### Your task
Write out each record below, word for word.

[Stored items]
PR #2841, opened 2025-08-21
[mxfp8 moe] replace per group scaling with conventional scaling

danielvegamyhre:
Stacked PRs:
 * #2844
 * __->__#2841
 * #2835

--- --- ---

[mxfp8 moe] replace per group scaling with conventional scaling

## Summary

### Solution for this problem
PR #2841, opened 2025-08-21
[mxfp8 moe] replace per group scaling with conventional scaling

danielvegamyhre:
Stacked PRs:
 * #2844
 * __->__#2841
 * #2835

--- --- ---

[mxfp8 moe] replace per group scaling with conventional scaling

## Summary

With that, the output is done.